Exercise — Below are records; please set down exactly the lines from the first through the one containing "MS-DOS LAN Manager".

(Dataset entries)
************

PR #912, opened 2019-08-23
Ne2000 emulation

andrewbird:
Todo
- [ ] fix interrupt semantic problems
- [ ] add main switch, irq, base and dev to config
- [ ] add sample script to setup interface and bridge etc prior to start
- [ ] establish if we really shouldn't copy the whole MAC address from the TAP interface


stsp:
> establish if we really shouldn't copy the whole MAC address from the TAP interface

I don't think we should.
Same for IP: TAP can have its own MAC and IP independent
of dosemu's.

> add sample script to setup interface and bridge etc prior to start

Maybe it would be good to have one somewhere
in the docs, but with slirp or vde it is not going to be
needed.

andrewbird:
I have it seemingly working, but I have concerns.
~~~
C:\NET>SET PATH=C:\NET                                                          
                                                                                
C:\NET>C:\NET\net initialize                                                    
Microsoft NE2000 NDIS Driver                                                    
Copyright 1992 Microsoft Corporation                                            
All Rights Reserved Version:  2.0                                               
Microsoft DOS TCP/IP Protocol Driver 1.0a                                       
Copyright (c) Microsoft Corporation, 1991.  All rights reserved.                
Copyright (c) Hewlett-Packard Corporation, 1985-1991.  All rights reserved.     
Copyright (c) 3Com Corporation, 1985-1991.  All rights reserved.                
Microsoft DOS TCP/IP NEMM Driver 1.0                                            
The command completed successfully.                                             
                                                                                
C:\NET>C:\NET\netbind.com                                                       
MS-DOS LAN Manager v2.1 Netbind                                                 
                                                                                
C:\NET>C:\NET\umb.com                                                           
                                                                                
C:\NET>C:\NET\tcptsr.exe                                                        
Microsoft DOS TCP/IP 1.0a                                                       
                                                                                
C:\NET>C:\NET\tinyrfc.exe                                                       
                                                                                
C:\NET>C:\NET\nmtsr.exe                                                         
                                                                                
C:\NET>C:\NET\emsbfr.exe                                                        
                                                                                
C:\NET>C:\NET\net start                                                         
Type your user name, or press ENTER if it is FRED:                              
Type your password:                                                             
There is no password-list file for FRED.                                        
Do you want to create one? (Y/N) [N]:                                           
The command completed successfully.                                             
                                                                                
C:\NET>                                                                         
                                                                                
C:\NET>ping 192.168.5.1                                                         
Copyright (c) Microsoft Corporation, 1991-1993.  All rights reserved.           
Copyright (c) Hewlett-Packard Corporation, 1985-1993.  All rights reserved.     
Copyright (c) 3Com Corporation, 1985-1993.  All rights reserved.                
[1] echo received from 192.168.5.1 with roundtrip  < 50  msec                   
~~~

and from the tshark output we can see that arp is resolved in both directions and the ping is returned and recognised.

~~~
127 4711.948853597 Xerox_05:bb:08 → Broadcast    ARP 60 Gratuitous ARP for 192.168.5.25 (Request)
  128 4712.454370271 Xerox_05:bb:08 → Broadcast    ARP 60 Gratuitous ARP for 192.168.5.25 (Request)
  129 4713.003607648 Xerox_05:bb:08 → Broadcast    ARP 60 Gratuitous ARP for 192.168.5.25 (Request)
  130 4713.664595071 192.168.5.25 → 192.168.5.255 NBNS 110 Registration NB FRED<00>
  131 4713.666657906 192.168.5.25 → 192.168.5.255 NBNS 110 Registration NB WORKGROUP<00>
  132 4713.992798261 192.168.5.25 → 192.168.5.255 NBNS 110 Registration NB FRED<00>
  133 4713.994661966 192.168.5.25 → 192.168.5.255 NBNS 110 Registration NB WORKGROUP<00>
  134 4714.322289351 192.168.5.25 → 192.168.5.255 NBNS 110 Registration NB FRED<00>
  135 4714.324136563 192.168.5.25 → 192.168.5.255 NBNS 110 Registration NB WORKGROUP<00>
  136 4714.651852115 192.168.5.25 → 192.168.5.255 NBNS 110 Registration NB FRED<00>
  137 4730.965813864 Xerox_05:bb:08 → Broadcast    ARP 60 Who has 192.168.5.1? Tell 192.168.5.25
  138 4730.965850842 5a:8e:c0:c1:8f:b9 → Xerox_05:bb:08 ARP 42 192.168.5.1 is at 5a:8e:c0:c1:8f:b9
  139 4730.969585571 192.168.5.25 → 192.168.5.1  ICMP 122 Echo (ping) request  id=0x206e, seq=0/0, ttl=30
  140 4730.969620351  192.168.5.1 → 192.168.5.25 ICMP 122 Echo (ping) reply    id=0x206e, seq=0/0, ttl=64 (request in 139)
  141 4736.195989668 5a:8e:c0:c1:8f:b9 → Xerox_05:bb:08 ARP 42 Who has 192.168.5.25? Tell 192.168.5.1
  142 4736.199513522 Xerox_05:bb:08 → 5a:8e:c0:c1:8f:b9 ARP 60 192.168.5.25 is at 00:00:01:05:bb:08
~~~

The commit that 'fixes' it is bf16538, but I'm concerned that i'm just papering over the issue. What I think is happening is on send of arp packet an interrupt is scheduled but not serviced before the receipt of the reply packet which itself then schedules another. Running the DOS handler twice seems to cause traffic flow to stall. By testing the isr flags immediately prior to calling the DOS handler avoids the stall, but I'm conscious of the fact that two requests should have been happened and I only did one. Anyway here's the log section

~~~
NE2000: ne2000_ether_send(0x871622c, 60)                                        
NE2000: dest[ff,ff,ff,ff,ff,ff]                                                 
         src[00,00,01,05,bb,08]                                                 
        prot[08,06]                                                             
NE2000: Set IRQ to 1 (42 1f)                                                    
NE2000: ne2000_irq_activate(1) ### see here we pic_request(), but not triggered DOS yet                                             
NE2000: ne2000_receive_req_async() called                                       
NE2000: ne2000_ether_recv() read 42 bytes                                       
NE2000: dest[00,00,01,05,bb,08]                                                 
         src[5a,8e,c0,c1,8f,b9]                                                 
        prot[08,06]                                                             
NE2000: ne2000_receive()                                                        
NE2000: ne2000_buffer_full() 
NE2000: Set IRQ to 1 (43 1f)                                                    
NE2000: ne2000_irq_activate(1) ### see here we pic_request() again
NE2000: ne2000_irq_triggered(isr=1) ### here we do call DOS                                     
                                                                                
NE2000: ne2000_io_read8() 0                                                     
NE2000: ne2000_read()                                                           
NE2000: ne2000_ioport_read()                                                    
NE2000: read addr=0x0 val=22                                                    
                                                                                
NE2000: ne2000_io_write8() 0, 0x22                                              
NE2000: ne2000_write()                                                          
NE2000: ne2000_ioport_write()                                                   
NE2000: write addr=0x0 val=0x22                                                 
                                                                                
NE2000: ne2000_io_write8() 15, 0x00                                             
NE2000: ne2000_write()                                                          
NE2000: ne2000_ioport_write()                                                   
NE2000: write addr=0xf val=0x00                                                 
NE2000: Set IRQ to 0 (43 00)                                                    
NE2000: ne2000_irq_activate(0)                                                  
                                                                                
NE2000: ne2000_io_read8() 7                                                     
NE2000: ne2000_read()                                                           
NE2000: ne2000_ioport_read()                                                    
NE2000: read addr=0x7 val=43                                                    
                                                                                
NE2000: ne2000_io_write8() 7, 0x43                                              
NE2000: ne2000_write()                                                          
NE2000: ne2000_ioport_write()                                                   
NE2000: write addr=0x7 val=0x43                                                 
NE2000: Set IRQ to 0 (00 00)                                                    
NE2000: ne2000_irq_activate(0)                                                  
NE2000: ne2000_irq_triggered(isr=0) ### here if we call DOS things stop, so we check isr flags and avoid doing so                                       
~~~

Do I need locking?

andrewbird:
This seems to be simple enough to avoid mixing the receive IRQ with the one to follow send.
~~~
C:\NET>ping 192.168.5.1
Copyright (c) Microsoft Corporation, 1991-1993.  All rights reserved.
Copyright (c) Hewlett-Packard Corporation, 1985-1993.  All rights reserved.
Copyright (c) 3Com Corporation, 1985-1993.  All rights reserved.
[1] echo received from 192.168.5.1 with roundtrip  < 50  msec
~~~

~~~
  273 21314.384958141 192.168.5.25 → 192.168.5.1  ICMP 122 Echo (ping) request  id=0x206e, seq=5/1280, ttl=30
  274 21314.385045350  192.168.5.1 → 192.168.5.25 ICMP 122 Echo (ping) reply    id=0x206e, seq=5/1280, ttl=64 (request in 273)
  275 21319.619992053 5a:8e:c0:c1:8f:b9 → Xerox_05:bb:08 ARP 42 Who has 192.168.5.25? Tell 192.168.5.1
  276 21319.624310473 Xerox_05:bb:08 → 5a:8e:c0:c1:8f:b9 ARP 60 192.168.5.25 is at 00:00:01:05:bb:08
~~~

andrewbird:
A question about `pic_pending()`, its definition shows it takes no parameter but DANG.sgml suggests it takes an ilevel parameter. How can I use it to ask if int10 is in progress?

stsp:
What you did with that change, is horrid (and
the "busy" flag itself too).
You need to find out why extra irqs break things.
There is no way forward before this is clarified.
Its easy to find (or at least to start finding), and
you even said Scott's code have all the debug
prints in, but you just don't wan't to try things...
I think I should stop replying to that thread, as
its not like I'm helping.
If you get it to work "anyhow" - good, excellent
and much better than nothing. But I'll still have
to debug the rest. And since it does already
work "anyhow", I don't expect any further progress,
so I probably should return to this when I get
the time to debug this myself.
And yes, there are many other problems I'll
need to sort out, like not using libpacket API,
directly getting MAC from TAP etc, which may
together be quite time-consuming.
But the fact that you started this all and made it
to work, is undeniably great by itself, so I'll have to. :)

andrewbird:
> What you did with that change, is horrid (and
the "busy" flag itself too).

Yes, but I showed you that the received packet timing was causing interleaved processing with send side. Somehow I have to prevent Dosemu updating the card state whilst the DOS driver is doing the same. I keep coming back to the premise that this ne2000 emulator works fine on Qemu so it must be a difference in how it interacts with Dosemu.

I'm happy to add in the printfs from Scott's code, but there's too much missing on the receive side to use it wholesale, that's why I switched over to the Qemu base beforehand.

> And since it does already
work "anyhow", I don't expect any further progress,

Yes I already used it to show to myself what I was interested in around int21/5f02 etc, so perhaps now is the time to quit with it.

> And yes, there are many other problems I'll
need to sort out, like not using libpacket API,
directly getting MAC from TAP etc, which may
together be quite time-consuming.

Yep, that's why this is a draft PR, not a real one for potential merging. I don't believe I've asked you to tidy up my mess?
Maybe if it gets anywhere near finished it'll use libpacket, but for now opening a TAP device by making a libpacket function public is easiest.
I only copy the last three octets of the MAC just so the device is unique on the subnet, I figure I could allow the user to specify via config, or generate a random one (with fixups to ensure validity).

stsp:
> I don't believe I've asked you to tidy up my mess?

What else do you propose?

stsp:
> I keep coming back to the premise that this ne2000 emulator works fine on
> Qemu so it must be a difference in how it interacts with Dosemu.

In that case please stop poking me with your questions (forever?)

runderwo:
@andrewbird Don't worry, I had similar problems integrating the MPU-401 onboard sequencer emulation.  Determinism is tough but IIRC it all starts at the simualted PIT interrupt.  After dosemu's housekeeping is done (including all the lockstep-simulated hardware that doesn't need a separate thread for realtime interaction with the host system), then DOS code runs until it calls, port traps or faults back into dosemu.  Since emulated ne2k state moves forward with the timer interrupt rather than being cycle accurate in any sense, you have to ignore the large number of natural hardware states.  Rather, reorient your thinking towards exposing the much more limited set of states that the driver or software author expects, so that their code will not move forward if DOS regains control with the emulated hardware in an intermediate state that their code never would have seen with real hardware.  This is also all much easier said than done.

andrewbird:
> What else do you propose?

@stsp the way I approach most things is to rough out the job to get it working, then update, drop or squash commits or if the change is great write a new branch using the stuff I've learnt along the way. It may not seem efficient, but it works for me.

> In that case please stop poking me with your questions (forever?)

@stsp Sorry you feel that way, no worries.

@runderwo thanks that's most useful. I may give it a rest for a while anyway, but if I pick it up later I'll try to look at it in a new light.

stsp:
> Sorry you feel that way

It doesn't matter what I feel, matters is what you do.
Asking question and ignoring answers/not following
the suggestions is not polite, and therefore should
be limited. Failed to address it from the other side
(with many attempts), I have the only option to stop
the questions. Its not a "punishment" or alike, but a
technical solution to the existing problem. It may not
be the best solution, just as any other technical solution
for a non-technical problem (most of the time I find
technical solutions to work quite bad outside of CS),
but at least workable.
Hope that clarifies.

andrewbird:
Like I said before, no worries. Quite what the "other side" is I've no idea but I've no desire to rake over it here or elsewhere. I won't bother you with questions again and don't worry I don't feel punished :smile:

************

Written solution —
PR #912, opened 2019-08-23
Ne2000 emulation

andrewbird:
Todo
- [ ] fix interrupt semantic problems
- [ ] add main switch, irq, base and dev to config
- [ ] add sample script to setup interface and bridge etc prior to start
- [ ] establish if we really shouldn't copy the whole MAC address from the TAP interface


stsp:
> establish if we really shouldn't copy the whole MAC address from the TAP interface

I don't think we should.
Same for IP: TAP can have its own MAC and IP independent
of dosemu's.

> add sample script to setup interface and bridge etc prior to start

Maybe it would be good to have one somewhere
in the docs, but with slirp or vde it is not going to be
needed.

andrewbird:
I have it seemingly working, but I have concerns.
~~~
C:\NET>SET PATH=C:\NET                                                          
                                                                                
C:\NET>C:\NET\net initialize                                                    
Microsoft NE2000 NDIS Driver                                                    
Copyright 1992 Microsoft Corporation                                            
All Rights Reserved Version:  2.0                                               
Microsoft DOS TCP/IP Protocol Driver 1.0a                                       
Copyright (c) Microsoft Corporation, 1991.  All rights reserved.                
Copyright (c) Hewlett-Packard Corporation, 1985-1991.  All rights reserved.     
Copyright (c) 3Com Corporation, 1985-1991.  All rights reserved.                
Microsoft DOS TCP/IP NEMM Driver 1.0                                            
The command completed successfully.                                             
                                                                                
C:\NET>C:\NET\netbind.com                                                       
MS-DOS LAN Manager v2.1 Netbind                                                 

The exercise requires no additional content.